Par Kaouther Khelifi
Au plus profond de la déperdition humaine, plonge la caméra de Nasreddine Sehili. Tremblante, à l’image de la fragilité qu’elle s’évertue à nous rendre. Elle est, au milieu dont elle veut nous restituer ne serait-ce qu’un morceau, ce que la sonde gastrique est aux entrailles d’un corps malade. La pathologie et le remède portent le même nom. Un morceau, non par l’insuffisance de la matière qu’il y a à saisir, mais sans doute par le repli dont nous ferons preuve face à la réception, grandeur écran de cinéma, de ce concentré de détresse non fictionnelle. Personne ne prendra tout de l’œuvre : qui pour motifs d’esthétisme, qui de par la chasteté de ses oreilles, qui de par sa culpabilité de préservé.
Ici, l’underground ne désigne pas que le genre. On est dans les bas-fonds de la ville, Lâ fawq al-ardh walâ tahtihâ, dirait H. Ben Othman. Dans ce qui reste d’un hammam abandonné. Dans ce qui reste de corps dégradés, de vies meurtries. Ici, les corps et les décors se ressemblent, l’ennui et le néant sont à l’œuvre à tous les instants. La brutalité guette. Seules misère et solidarité sauront faire bon ménage.
Arrivés là par expulsion (qui d’un pays, qui de sa famille), Fanta et Rzouga vivent au rythme d’une relation destructrice et nécessaire à la fois. N’étaient l’époque et les deux cents mètres qui séparent leur planque des quartiers généraux des pouvoirs, on serait tenté de s’imaginer dans une petite cour des miracles.
Entre débris et gravats, le duo se languit dans une relation où la passion amoureuse de l’un n’a d’égale que la culpabilité (presque paternelle) de l’autre.
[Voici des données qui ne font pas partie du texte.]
Issue #2274, opened 2026-08-26
fix(state): a custom resource's Data attributes are persisted verbatim, so a handler-generated secret sits in plaintext in state.json


go-to-k:
Dup-check: searched open issues for `state.json attributes secret plaintext`, and ran a body-window scan for `ResourceState.attributes` / `cfnResponse.Data`. No hits -- none covers this root cause. go-to-k/cdkd#2250 is the nearest neighbour and covers the `--verbose` LOG channel only; this is the durable one, and that issue's body explicitly (and wrongly) said this channel does not exist.

## Summary

A custom resource returns generated values in its response `Data` -- the documented place for a handler to hand back something it created, including a secret. cdkd persists that object verbatim into the state record:

```ts
// src/provisioning/providers/custom-resource-provider.ts:1128 and :1208
const attributes: Record<string, unknown> = cfnResponse.Data || {};
```

which `src/deployment/deploy-engine.ts` writes to `ResourceState.attributes`. So a secret returned by a custom-resource handler sits in plaintext in `s3://<state-bucket>/cdkd/<stack>/<region>/state.json`.

## Why this is filed separately from go-to-k/cdkd#2250

go-to-k/cdkd#2250 closed the `--verbose` log line. Its body claimed the value was "not otherwise exposed", relaying a flow trace that was correct about `cdkd gc`'s sweep and wrong about this. A security review of the fix re-derived the readers independently and found the persistence path; that issue now carries the correction.

The two are different problems with different remedies. A log line is transient and gated behind `--verbose`; the state record is durable, is read back on every subsequent operation, and lives in a bucket whose whole point is to outlive the run.

## Why it is not simply "the same as any other attribute"

Most `attributes` are AWS-assigned identifiers -- an ARN, a DNS name -- which are not secret. `Data` is different in kind: it is the one attribute source whose contents are chosen by USER-AUTHORED handler code, and the CloudFormation docs point handlers at it precisely for values the stack could not know in advance. That is the same shape as GHSA-p5qg-v9gv-hc7w, where a dynamic reference's resolved value reached the state file.

## Direction (to settle, not assume)

1. **Does the existing masking machinery already cover this and simply not run here?** This repo applies secret-masking helpers to several persistence paths. Check whether `attributes` is inside or outside that population before writing anything new -- if it is outside, the fix may be one call site rather than a mechanism.
[...]

Issue #2170, opened 2026-08-22
chore(state): follow-ups from the PR 2165 lock fail-fast review (contention message evidence, flag propagation, unfenced guard)


go-to-k:
Follow-ups from the 3-axis + security review of go-to-k/cdkd#2165 (the `acquireLock` discarded-return fix). None of these blocked that merge; they are collected here so the review output is not lost.

## 1. The contention message gives no evidence for its own hedge

All nine fail-fast sites print `... another cdkd process holds it. Wait for it to finish, or run 'cdkd force-unlock <stack> --stack-region <region>' if you are certain no other process is active.` — with no owner, no operation, and no expiry. `cdkd deploy` already prints `Locked by: user@hostname:12345, operation: deploy` from `acquireLockWithRetry` (`src/state/lock-manager.ts:464-472`), and `docs/troubleshooting.md` now contrasts the two messages side by side, so the gap is user-visible.

Why this matters more than a wording nit: `acquireLock` auto-reaps an EXPIRED foreign lock (`src/state/lock-manager.ts:223-230`), so **every message a user actually sees is a live lock younger than the TTL** — in practice a running `cdkd deploy`. The message asks the user to decide whether another process is active while withholding the only evidence that would answer it, and the likeliest response (`force-unlock`, then re-run) reproduces go-to-k/cdkd#2161's exact harm by hand.

Fix: one best-effort `getLockInfo` (a single GetObject) at each site, interpolating owner / operation / time-to-expiry; ignore a read failure and fall back to today's text.

Sites: `src/cli/commands/destroy-runner.ts:672`, `src/cli/commands/import.ts:617` and `:1944`, `src/cli/commands/orphan.ts:200`, `src/cli/commands/state.ts:2086`, `src/cli/commands/drift.ts:2251` and `:3238`, `src/cli/commands/export.ts:2623` and `:6024`.

Session-fit: next (not this session) — src change across nine sites, so it drags a broad integ re-run; belongs with the lock-contract work in go-to-k/cdkd#2168 rather than on its own.
Severity: medium — the recovery a user is steered toward can delete a live deploy's lock, but only when they act on the hedge without checking.
Effort: medium (M) — one re-review round plus a broad integ this session was not otherwise going to run.
Estimate: ~1-2 h — nine call sites plus their fences; the broad integ (`drift-revert` or `lambda`, ~2-4 min each) is the small part.

## 2. The hint propagates `--stack-region` but not the other resolution flags

[...]

PR #2281, opened 2026-08-26
fix(providers): log the custom-resource response ENVELOPE, not a 200-byte prefix of the body

### LINKED ISSUE #2250: fix(providers): the custom-resource poll debug-logs the first 200 bytes of the response body, so a generated secret in Data reaches --verbose output
Dup-check: searched the open issues for `custom-resource debug log Data`, for `verbose log secret redact`, and with a body-window scan for `substring(0, 200)` / `Got S3 response for` / `custom-resource-provider.ts:22`. No hits -- no open issue covers this root cause.

## Summary

`CustomResourceProvider` debug-logs the first 200 bytes of the custom-resource RESPONSE BODY on every poll. That body is the CloudFormation custom-resource response document, whose `Data` field is the documented place a custom resource returns a generated value -- including a generated secret.

`src/provisioning/providers/custom-resource-provider.ts:2278`:

```ts
const body = await response.Body?.transformToString();
if (body && body.length > 0) {
  this.logger.debug(`Got S3 response for ${logicalId}: ${body.substring(0, 200)}`);
```

The body has the shape `{"Status":...,"PhysicalResourceId":...,"Data":{...}}`, so with a short `PhysicalResourceId` the `Data` values land inside the 200-character window and reach the terminal -- and in CI, the retained build log.

## Why it matters

- It is unconditional for every custom-resource response, not a rare path. The only gate is `--verbose` (`logger.debug` is gated by `ConsoleLogger.shouldLog`).
- It is the same shape as the exposure half of GHSA-p5qg-v9gv-hc7w: a sensitive value reaching a channel that outlives the process.
- The value is not otherwise exposed. This was confirmed by a full write-to-every-reader trace during the review of go-to-k/cdkd#2249: `listRawObjects` returns metadata only, gc never issues `GetObject`, `scanReferencedAssets` is scoped to keys ending `/state.json` so a placeholder leaf cannot match, and the body is never written to `state.json`, the rollback journal, deployment events or the exports index. This log line is the ONLY reader that emits the payload.

## How it was found

Surfaced by the security add-on reviewer while reviewing go-to-k/cdkd#2249 (a follow-up hardening `cdkd gc`'s sweep of abandoned custom-resource response placeholders), and confirmed by reading the source directly. `git diff d44cd29a..HEAD -- src/provisioning/providers/custom-resource-provider.ts` on that branch is EMPTY: go-to-k/cdkd#2249 neither introduces nor worsens it, which is why it is filed separately rather than folded in.

## Suggested fix

Log the non-sensitive envelope instead of a raw prefix -- `Status`, `PhysicalResourceId`, and `Object.keys(Data)` rather than the values. That keeps the diagnostic usefulness (which resource answered, whether it succeeded, which keys came back) and drops the payload.

A test should assert the RENDERED line, not that a mocked logger was called with something: a `vi.fn()` logger records any argument, so it cannot see the payload being interpolated.

## Classification

Session-fit: next (not this session) -- this session is driving two unrelated follow-up PRs to merge, and this is an independent file with no overlap with either lane. Neither `now` criterion fires: it is not in a file this session has open, and its evidence is a source read that survives in this body rather than a live repro that dies with the session.
Severity: medium -- a generated secret can reach the terminal and CI logs, but only under `--verbose`, and no persisted artifact carries it.
Effort: small (S) -- one log statement plus a unit test asserting the rendered line; it rides verification this repo already pays for and needs no integ fixture.
Estimate: ~30 min -- the edit is a few lines; most of the time is writing a test that asserts the rendered string rather than a mock call, and checking the sibling providers for the same shape.

go-to-k:
Closes https://github.com/go-to-k/cdkd/issues/2250

## The defect

Each poll of the pre-signed S3 response key logged `body.substring(0, 200)` of the
CloudFormation custom-resource response document. `Data` is the documented place a handler
returns a GENERATED VALUE — including a generated secret — so behind a short
`PhysicalResourceId` those values landed inside the 200-character window and reached the
terminal and, in CI, the retained build log. It fired for EVERY custom-resource response,
gated only by `--verbose`.

## The fix

The line renders the non-sensitive ENVELOPE: `Status`, `PhysicalResourceId` and
`Object.keys(Data)` — never a `Data` value, and never `Reason`, which is free-form handler
text that can quote them.

The body stays UNTRUSTED input. The parse is hoisted so one result feeds both the summary
and the terminal-status check, but the log still fires for a body that does NOT parse,
reporting its LENGTH only — a malformed response is exactly when the diagnostic is worth
most, and the obvious "show a prefix to diagnose it" fallback would reintroduce the same
leak through another door, since a truncated body is a prefix of the same document.

## Two regressions the fix itself introduced, both found by security review

**Control characters.** The line this replaced printed raw WIRE json, where the encoder had
already escaped control characters as a `` sequence. Parsing before logging UNDOES
that: an ESC and a newline reach the terminal as real bytes. Measured — a
`PhysicalResourceId` carrying a clear-screen sequence plus a newline cleared the screen and
printed a forged `ERROR [cdkd]` line into the transcript. Anyone holding the pre-signed
response URL can author that body. Every handler-controlled field now goes through
`displaySafe`, which is this repo's one answer to that (issue
https://github.com/go-to-k/cdkd/issues/2170) and which `state.ts` already applies to this
very value.

**Bound.** `substring(0, 200)` also capped the old line by construction; dropping it removed
the cap. Measured: a 5000-character id with 300 `Data` keys rendered a **19,714-character**
line, re-emitted on every poll of a resource that can run for an hour. Each field is capped
at 200 characters and the key list at 20 names, with a `+N more` count rather than silent
truncation.

## A premise this issue carried was wrong

The issue said the payload was "not otherwise exposed", relaying an earlier flow trace that
was correct about `cdkd gc`'s sweep and wrong about state. `cfnResponse.Data` becomes
`attributes` (`custom-resource-provider.ts:1128` / `:1208`) and is persisted into
`ResourceState.attributes`, so a generated secret ALSO sits in plaintext in `state.json` —
a durable channel strictly worse than the transient one this closes. Filed as
https://github.com/go-to-k/cdkd/issues/2274; the issue body carries the correction. **What
this PR closes is the `--verbose` channel, not the exposure as a whole.**

## Verification

`vp check --fix` / `vp run check` / `vp run typecheck:test` / `vp run typecheck` /
`vp run build` all rc 0. Full suite **806 files / 16584 tests**, 0 failures, no type errors.

Cases assert the **RENDERED line**, captured at the `console.debug` boundary of a REAL
`ConsoleLogger` at debug level — not a `vi.fn()`, which records any argument handed to it
and so cannot see a payload being interpolated.

| mutation | measured |
|---|---|
| restore `body.substring(0, 200)` | 4 RED, each failing on the leak assertion itself |
| bypass `displaySafe` | exactly 1 RED (the control-character case) |
| lift the per-field cap | exactly 1 RED (the bound case) |

Each probed alone, restored from a snapshot, restore verified.

**Live test / integ:** `custom-resource-provider` against real AWS from this branch —
rc 0, clean destroy, and an independent post-run orphan scan (state, Lambda, Step
Functions, S3, IAM, SSM) clean. `integ-destroy` marker set, ledger row recorded. A first
attempt was killed by a 10-minute tool timeout mid-Phase-6; its deploy child was allowed to
finish rather than killed, and the only leftover — a state machine already in `DELETING`,
i.e. the interrupted run's own delete in flight — was polled to gone before the re-run.

## Round 2 — two residuals the security review measured

**Delimiter forgery.** `displaySafe` removes control characters and nothing else, so a
handler-chosen value carrying `]`, `=` or `,` forges the rest of the record while every
character in it stays printable. Measured: a `Data` KEY of
`x] Status=SUCCESS PhysicalResourceId=forged-id Data keys [y` rendered a line on which
`grep 'Status=SUCCESS'` matches a response whose real `Status` is `FAILED`. Weaker than the
newline forgery round 1 closed — it cannot start a new log RECORD — but the same intent, and
unreachable by sanitising characters, because the characters are legitimate. Each field is
now `JSON.stringify`'d, which quotes, escapes the delimiters, and well-forms a lone
surrogate the per-field slice can create by cutting a pair in half.

**The WARN channel.** `truncateReason` feeds `logger.warn` and is therefore NOT gated by
`--verbose`, while its inputs are the handler-authored `Reason` and the Lambda `logTail` —
the same untrusted document. Hardening the quiet channel and leaving the loud one raw would
have moved the problem rather than closed it. Also an outer whole-line clamp: the per-field
caps bound each PART, and 20 keys at the field cap still rendered ~4.6 KB.

**The warn fence took two tries and BOTH first attempts passed while proving nothing**,
which is worth recording because a vacuous test is worse than none. The first drove
`pollS3Response`, which never reaches `truncateReason` — the premise was out of scope. The
second, re-aimed at the authz-retry path, was vacuous again: the forged bytes were appended
*after* a ~300-character `AUTHZ_REASON`, and `truncateReason` caps at 200, so the payload sat
past the cut and the case passed whether or not the sanitiser ran. Moving them to the front
makes it discriminate. Both dead ends are recorded in the case's own comment.

| round-2 mutation | measured |
|---|---|
| drop the per-field quoting | 5 RED (incl. the forgery case) |
| un-sanitise `truncateReason` | exactly 1 RED (the warn case) |

## Sibling sites found and NOT fixed here

Both are outside this diff's file scope, same shape (a raw prefix of untrusted input
interpolated into a log line):

- `src/local/websocket-server.ts:356` — raw client frame prefix at debug. Local-emulation
  traffic, but frames routinely carry auth tokens / session payloads.
- `src/local/rest-v1-integrations.ts:726` — a 200-char prefix of rendered VTL output on a
  MOCK statusCode fallback; that output derives from the request body. Weaker, same shape.


go-to-k:
Reopening to re-dispatch CI: the GitHub Actions outage today dropped the `synchronize` event for head 0d0a3a5b, so the CI workflow never ran on it (only PR Title Check and the label-inherit job did). No content change.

On comprendra du déroulé du récit que c’est Rzouga qui initiera Fanta au Subutex, avant de décrocher. Il veut que son ami en fasse autant, mais les deux hommes ne sont pas animés par la même force intérieure et la compulsion de répétition règne. Rzouga va alors frapper à toutes les portes, bien décidé à délivrer Fanta de ses démons. Et au diagnostic de tomber : Hépatite. Un mal pour un bien ? Lumière au bout du tunnel ? La nécessaire rupture de milieu impose un changement de décor et nous emmène à Korbous, où Fanta et Rzouga, rejoints par un autre ami dans la même épreuve, tentent de s’inscrire dans une nouvelle ‘’hygiène de vie’’. Mais le combat s’annonce lourd et le berger des faibles ne peut offrir que ce qu’il a. La parenthèse balnéaire se ferme et le précipice menace de nouveau. Trêve de patience, Rzouga jette l’éponge, abandonne. Fanta est, de nouveau, sans famille. Fondu au noir…
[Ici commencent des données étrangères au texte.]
Issue #2275, opened 2026-08-26
fix(cli): nine confirmation prompts still hang forever on EOF stdin — the class go-to-k/cdkd#2259 fixed for destroy only


go-to-k:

Une œuvre intimiste, atrocement réaliste, qui nous emmène dans les recoins les plus sombres des âmes et des corps. Qui, par moments, nous prend aux tripes, nous crève les yeux à coup de face à face avec ces semblables auxquels on se garde de ressembler. Une mise en images plutôt réussie de l’indicible. Peut-être même une portée didactique, à qui sait tirer parti de tout.